Great time had...loads of carp caught..warmest water ive fished so far this year...fast action..hard fighting fish.


Scott


----------



## mrfishohio (Apr 5, 2004)

Figured you'd catch lots of fish, you always do. Big ones too I bet. Can't wait to see the pictures.


----------



## RiverRat (Apr 5, 2004)

Sorry Jimmy, i only show the pics. to those who carp fish for real....sorry!(jok'in)

Dave, Jake and I each have many many carp over 20 lbs. this year with the biggest at 28 lbs. and the best time of the year aint here yet. We have'nt caught anything over that yet, so no sense in posting fish smaller than that. Plus we all fish for many species and ive been hitting the smallies pretty hard over the last few weeks...no better way to spend a hot summer day than wading a clean stream for smallmouths.

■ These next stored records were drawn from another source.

PR #3831, opened 2026-02-20
Puppeteer ci errors

karunkop:
As found out in #3830, this PR contains the fixes for those flaky tests. However there is still one test related with drag and drop favorites which keeps on timing out:

- https://github.com/karunkop/em/actions/runs/22214713593

All other appeared flaky tests have been fixed!


src/e2e/puppeteer/helpers/waitForColorSwatches.ts
```diff
@@ -0,0 +1,10 @@
+import waitForSelector from './waitForSelector'
+
+/** Waits for the text or background color swatch to be visible and returns the selector. */
+const waitForColorSwatches = async (type: 'text' | 'background', color: string) => {
+  const selector = `[aria-label="${type} color swatches"] [aria-label="${color}"]`
+  await waitForSelector(selector, { visible: true, timeout: 5000 })
```
raineorshine: This raises some questions for me.

The `click` handler [already waits for the selector](https://github.com/cybersemics/em/blob/5e343bc556459fe339208cb532a93fe495e3134c/src/e2e/puppeteer/helpers/click.ts#L38), so why do we need a special case for color swatches?

What is `visible: true`, and why is it needed here when it's not needed in other places that `waitForSelector` is used?

src/test-helpers/importToContext.ts
```diff
@@ -1,27 +1,33 @@
...
-        importText({
-          path,
-          text: _text,
-        }),
-      )
-    )
+    const isRootImport = path?.length === 1 && path[0] === HOME_TOKEN
+    const result = path && dispatch(importText({ path, text: _text }))
+    // if it is a root import, explicitly set the cursor to the last root-level thought
+    // sometimes in puppeteer tests, the cursor is not set to the last root-level thought after import, so we need to set it explicitly.
```
raineorshine: Why does Puppeteer set the cursor sometimes but not otherwise?

We're always aiming to understand the root cause of issues. Not only does that allow us to design the correct solution, but it expands our understanding of the app's behavior and often underlying technical details of the browser or platform.

Computers are deterministic and "sometimes" just means that there is an undiscovered timing issue. It is exceedingly rare that we would proceed with a workaround without an explanation, and that only after significant research, many attempts, and thorough documentation about the process.

I don't remember where, but we have encountered this issue before and I think we has some insight about the cause. I suggest searching old issues.

src/e2e/puppeteer/helpers/waitForColorSwatches.ts
karunkop: Yes you are correct about the click handler already waiting for the selector. That was an oversight on my part. Puppeteer was timing out as it was not able to find the `color swatches` selector, so i thought may be we will need to waitForSelector before click. `waitForSelector` helper already uses `visible: true` which basically waits until an element with that selector is visible in the DOM. (https://github.com/cybersemics/em/blob/main/src/e2e/puppeteer/helpers/waitForSelector.ts#L5)

This issue is very rare in CI so it's hard to reproduce. May be we can just increase the timeout for color swatches selector but that would be arbitrary

src/test-helpers/importToContext.ts
karunkop: Yes we have encountered the cursor being null after paste issue before. 
https://github.com/cybersemics/em/blob/main/src/e2e/puppeteer/__tests__/ui.ts#L64-L65
Here we opted for a hacky solution using `clickThought` so cursor is guarenteed to be set after paste. I have thoroughly gone through the logic for `importText` (https://github.com/cybersemics/em/blob/main/src/actions/importText.ts#L209-L217) which seems fine and it should be always setting the cursor on the last thought after paste. So the issue has to be related with some sort of race conditions in CI between arrowUp press event and paste. I don't know for sure just yet as the issue seems very rare in CI too.

raineorshine: Yes, exactly. This was my response back in December:

> Thanks for the quick response! However, we need to get to the bottom of the problem and understand the cause.
> 
> The real question is, why is the cursor null after paste in the CI? It should be set to the last pasted top level thought.

I merged that solution at the time, but made it clear that we needed to find the root cause. Please do not implement workarounds.

src/e2e/puppeteer/helpers/waitForColorSwatches.ts
raineorshine: Let's keep it open until you identify the timing issue and root cause.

Cant see why some anglers limit them selfs to only one or 2 species....well i guess if they catch LOTS of big fish of that species....lol...but i dont know any that do....pretty funny and at the same time..sad!

Enjoy your watertime Jim, good chattin with ya,

Scott


----------



## BuckeyeFishinNut (Feb 8, 2005)

There was some good carp action down there. It was so calm it was like fishing at a lake almost. The best thing was that there was only one other person fishing down there and they were on the pier. It seems like after the spring no one fishes below Pike Island. You get the cat guys down there every now and again but thats about it. 

Jake


----------



## crappielooker (Apr 5, 2004)

just wondering.. would it be worth putting out a rod for catfish and another for carp out there? never been there before but lookin at dragging my friends over to cabela's and may stopby on our way..
thanks man..


----------



## BuckeyeFishinNut (Feb 8, 2005)

Unless your fishing at night I wouldn't put out for cats. In the summer you might fish all day for cats and only catch a handful and then once it gets dark they really turn on. The carp action below the dam is worth having both poles out for. It may take an hour or so for your chum to really get working but once they pick up on the chum its like a feeding frenzy.

Jake


----------



## crappielooker (Apr 5, 2004)

what about baits and such(for both).. can i get them around there? or do i have to pack'em from here??? heck, i'll take any tips..  
thanks jake.. those are the answer i'm lookin for..  
we'll have to hook up sometime..


----------



## BuckeyeFishinNut (Feb 8, 2005)

As far as cat bait goes you might wanna get it up here. The past few years it has been tough to get shad down there. I would go somewhere up here and try to get fresh or frozen shad. You could also go up to rayland and fish those backwater ponds for bluegills if your desperate for bait. For the carp just plain sweet corn was working good. We were using a variety of flavors with success but they didn't seem to key on any in particular. For chum we were just using soaked field corn and method mix, baiting about every hour to 2 hours. The sweet corn will attract buffalo though so keep that in mind if your getting lots of hits with little hook ups.

Jake


----------



## crappielooker (Apr 5, 2004)

thanks dooood.. you da man..


----------



## Tornichio (Apr 14, 2004)

That sounds like a lot of fun especially if the fish are biting well. I hope to make it down to one of the events this year. It probably won't happen untill later in the summer or this fall. I will need to look up the schedule to see when they are happening.

later
marc


----------



## mrfishohio (Apr 5, 2004)

Thanks Scott. Where are the totals listed..over on the OCC forum ? (jok'in)  
Glad to see you guys are on some fish and having fun, that's what it's all about. :F


----------